(WHAT TO WORK ON): All records must be restated word for word.

[Saved data entries]
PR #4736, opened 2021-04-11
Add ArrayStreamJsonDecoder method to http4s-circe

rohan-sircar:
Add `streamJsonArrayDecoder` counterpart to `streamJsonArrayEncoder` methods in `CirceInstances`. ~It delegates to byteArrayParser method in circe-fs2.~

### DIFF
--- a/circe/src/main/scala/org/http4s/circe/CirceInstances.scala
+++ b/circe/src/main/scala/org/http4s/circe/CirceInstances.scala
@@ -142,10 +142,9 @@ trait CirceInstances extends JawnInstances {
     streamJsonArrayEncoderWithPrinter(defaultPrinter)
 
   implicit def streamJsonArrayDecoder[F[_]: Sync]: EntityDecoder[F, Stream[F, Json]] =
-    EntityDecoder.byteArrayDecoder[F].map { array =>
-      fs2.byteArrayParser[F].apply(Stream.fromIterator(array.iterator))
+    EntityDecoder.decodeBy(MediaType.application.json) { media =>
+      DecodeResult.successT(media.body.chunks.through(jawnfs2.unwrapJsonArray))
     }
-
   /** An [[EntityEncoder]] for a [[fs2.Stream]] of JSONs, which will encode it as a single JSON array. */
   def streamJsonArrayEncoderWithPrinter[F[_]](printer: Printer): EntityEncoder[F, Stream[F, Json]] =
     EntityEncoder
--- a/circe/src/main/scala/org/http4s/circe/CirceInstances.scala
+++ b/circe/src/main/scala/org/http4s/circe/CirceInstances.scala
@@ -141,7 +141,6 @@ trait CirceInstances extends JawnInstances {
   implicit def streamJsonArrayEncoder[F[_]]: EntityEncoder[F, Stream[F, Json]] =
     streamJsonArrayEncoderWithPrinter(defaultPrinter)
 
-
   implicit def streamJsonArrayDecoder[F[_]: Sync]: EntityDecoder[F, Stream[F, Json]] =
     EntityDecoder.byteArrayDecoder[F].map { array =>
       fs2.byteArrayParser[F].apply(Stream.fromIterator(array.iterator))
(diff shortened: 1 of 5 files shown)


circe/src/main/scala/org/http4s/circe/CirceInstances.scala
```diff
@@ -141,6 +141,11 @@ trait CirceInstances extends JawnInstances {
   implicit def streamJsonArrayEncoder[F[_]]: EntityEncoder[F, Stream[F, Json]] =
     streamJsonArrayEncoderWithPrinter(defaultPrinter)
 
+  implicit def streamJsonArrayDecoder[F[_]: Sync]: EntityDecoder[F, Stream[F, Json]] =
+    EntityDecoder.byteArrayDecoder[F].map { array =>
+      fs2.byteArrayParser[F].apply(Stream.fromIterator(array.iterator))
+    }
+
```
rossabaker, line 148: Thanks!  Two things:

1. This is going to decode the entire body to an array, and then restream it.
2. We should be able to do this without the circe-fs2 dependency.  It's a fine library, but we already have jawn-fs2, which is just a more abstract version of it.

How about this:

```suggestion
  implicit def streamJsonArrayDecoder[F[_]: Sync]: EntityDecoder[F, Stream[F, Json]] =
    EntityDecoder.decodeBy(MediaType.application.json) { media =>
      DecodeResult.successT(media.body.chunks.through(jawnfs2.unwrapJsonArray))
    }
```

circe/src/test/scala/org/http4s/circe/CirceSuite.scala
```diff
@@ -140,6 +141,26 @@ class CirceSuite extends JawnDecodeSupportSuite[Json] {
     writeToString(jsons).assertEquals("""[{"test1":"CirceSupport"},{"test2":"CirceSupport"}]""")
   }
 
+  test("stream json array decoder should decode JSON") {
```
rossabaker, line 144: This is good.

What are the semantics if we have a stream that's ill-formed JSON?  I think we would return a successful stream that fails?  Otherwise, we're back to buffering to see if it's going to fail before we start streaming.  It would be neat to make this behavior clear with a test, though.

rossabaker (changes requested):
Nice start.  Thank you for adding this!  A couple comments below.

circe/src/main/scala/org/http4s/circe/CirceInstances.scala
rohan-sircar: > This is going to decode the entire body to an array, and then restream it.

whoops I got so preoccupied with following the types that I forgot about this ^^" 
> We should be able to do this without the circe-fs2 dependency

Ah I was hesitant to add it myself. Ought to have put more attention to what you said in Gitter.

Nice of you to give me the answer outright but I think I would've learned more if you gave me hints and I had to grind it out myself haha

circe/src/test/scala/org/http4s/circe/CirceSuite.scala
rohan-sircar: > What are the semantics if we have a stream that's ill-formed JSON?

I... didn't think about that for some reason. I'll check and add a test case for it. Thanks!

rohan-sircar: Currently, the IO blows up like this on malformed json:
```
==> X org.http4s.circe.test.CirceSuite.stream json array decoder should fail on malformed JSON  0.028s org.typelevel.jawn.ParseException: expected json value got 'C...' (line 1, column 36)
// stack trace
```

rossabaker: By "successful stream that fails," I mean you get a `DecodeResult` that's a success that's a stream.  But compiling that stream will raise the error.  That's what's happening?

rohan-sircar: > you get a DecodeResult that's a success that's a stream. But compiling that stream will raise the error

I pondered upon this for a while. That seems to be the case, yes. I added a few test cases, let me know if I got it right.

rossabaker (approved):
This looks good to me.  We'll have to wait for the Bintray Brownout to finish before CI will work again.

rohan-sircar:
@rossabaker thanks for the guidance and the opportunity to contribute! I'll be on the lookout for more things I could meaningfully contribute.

(SOLUTION FOR THIS EXERCISE):
PR #4736, opened 2021-04-11
Add ArrayStreamJsonDecoder method to http4s-circe

rohan-sircar:
Add `streamJsonArrayDecoder` counterpart to `streamJsonArrayEncoder` methods in `CirceInstances`. ~It delegates to byteArrayParser method in circe-fs2.~

### DIFF
--- a/circe/src/main/scala/org/http4s/circe/CirceInstances.scala
+++ b/circe/src/main/scala/org/http4s/circe/CirceInstances.scala
@@ -142,10 +142,9 @@ trait CirceInstances extends JawnInstances {
     streamJsonArrayEncoderWithPrinter(defaultPrinter)
 
   implicit def streamJsonArrayDecoder[F[_]: Sync]: EntityDecoder[F, Stream[F, Json]] =
-    EntityDecoder.byteArrayDecoder[F].map { array =>
-      fs2.byteArrayParser[F].apply(Stream.fromIterator(array.iterator))
+    EntityDecoder.decodeBy(MediaType.application.json) { media =>
+      DecodeResult.successT(media.body.chunks.through(jawnfs2.unwrapJsonArray))
     }
-
   /** An [[EntityEncoder]] for a [[fs2.Stream]] of JSONs, which will encode it as a single JSON array. */
   def streamJsonArrayEncoderWithPrinter[F[_]](printer: Printer): EntityEncoder[F, Stream[F, Json]] =
     EntityEncoder
--- a/circe/src/main/scala/org/http4s/circe/CirceInstances.scala
+++ b/circe/src/main/scala/org/http4s/circe/CirceInstances.scala
@@ -141,7 +141,6 @@ trait CirceInstances extends JawnInstances {
   implicit def streamJsonArrayEncoder[F[_]]: EntityEncoder[F, Stream[F, Json]] =
     streamJsonArrayEncoderWithPrinter(defaultPrinter)
 
-
   implicit def streamJsonArrayDecoder[F[_]: Sync]: EntityDecoder[F, Stream[F, Json]] =
     EntityDecoder.byteArrayDecoder[F].map { array =>
       fs2.byteArrayParser[F].apply(Stream.fromIterator(array.iterator))
(diff shortened: 1 of 5 files shown)


circe/src/main/scala/org/http4s/circe/CirceInstances.scala
```diff
@@ -141,6 +141,11 @@ trait CirceInstances extends JawnInstances {
   implicit def streamJsonArrayEncoder[F[_]]: EntityEncoder[F, Stream[F, Json]] =
     streamJsonArrayEncoderWithPrinter(defaultPrinter)
 
+  implicit def streamJsonArrayDecoder[F[_]: Sync]: EntityDecoder[F, Stream[F, Json]] =
+    EntityDecoder.byteArrayDecoder[F].map { array =>
+      fs2.byteArrayParser[F].apply(Stream.fromIterator(array.iterator))
+    }
+
```
rossabaker, line 148: Thanks!  Two things:

1. This is going to decode the entire body to an array, and then restream it.
2. We should be able to do this without the circe-fs2 dependency.  It's a fine library, but we already have jawn-fs2, which is just a more abstract version of it.

How about this:

```suggestion
  implicit def streamJsonArrayDecoder[F[_]: Sync]: EntityDecoder[F, Stream[F, Json]] =
    EntityDecoder.decodeBy(MediaType.application.json) { media =>
      DecodeResult.successT(media.body.chunks.through(jawnfs2.unwrapJsonArray))
    }
```

circe/src/test/scala/org/http4s/circe/CirceSuite.scala
```diff
@@ -140,6 +141,26 @@ class CirceSuite extends JawnDecodeSupportSuite[Json] {
     writeToString(jsons).assertEquals("""[{"test1":"CirceSupport"},{"test2":"CirceSupport"}]""")
   }
 
+  test("stream json array decoder should decode JSON") {
```
rossabaker, line 144: This is good.

What are the semantics if we have a stream that's ill-formed JSON?  I think we would return a successful stream that fails?  Otherwise, we're back to buffering to see if it's going to fail before we start streaming.  It would be neat to make this behavior clear with a test, though.

rossabaker (changes requested):
Nice start.  Thank you for adding this!  A couple comments below.

circe/src/main/scala/org/http4s/circe/CirceInstances.scala
rohan-sircar: > This is going to decode the entire body to an array, and then restream it.

whoops I got so preoccupied with following the types that I forgot about this ^^" 
> We should be able to do this without the circe-fs2 dependency

Ah I was hesitant to add it myself. Ought to have put more attention to what you said in Gitter.

Nice of you to give me the answer outright but I think I would've learned more if you gave me hints and I had to grind it out myself haha

circe/src/test/scala/org/http4s/circe/CirceSuite.scala
rohan-sircar: > What are the semantics if we have a stream that's ill-formed JSON?

I... didn't think about that for some reason. I'll check and add a test case for it. Thanks!

rohan-sircar: Currently, the IO blows up like this on malformed json:
```
==> X org.http4s.circe.test.CirceSuite.stream json array decoder should fail on malformed JSON  0.028s org.typelevel.jawn.ParseException: expected json value got 'C...' (line 1, column 36)
// stack trace
```

rossabaker: By "successful stream that fails," I mean you get a `DecodeResult` that's a success that's a stream.  But compiling that stream will raise the error.  That's what's happening?

rohan-sircar: > you get a DecodeResult that's a success that's a stream. But compiling that stream will raise the error

I pondered upon this for a while. That seems to be the case, yes. I added a few test cases, let me know if I got it right.

rossabaker (approved):
This looks good to me.  We'll have to wait for the Bintray Brownout to finish before CI will work again.

rohan-sircar:
@rossabaker thanks for the guidance and the opportunity to contribute! I'll be on the lookout for more things I could meaningfully contribute.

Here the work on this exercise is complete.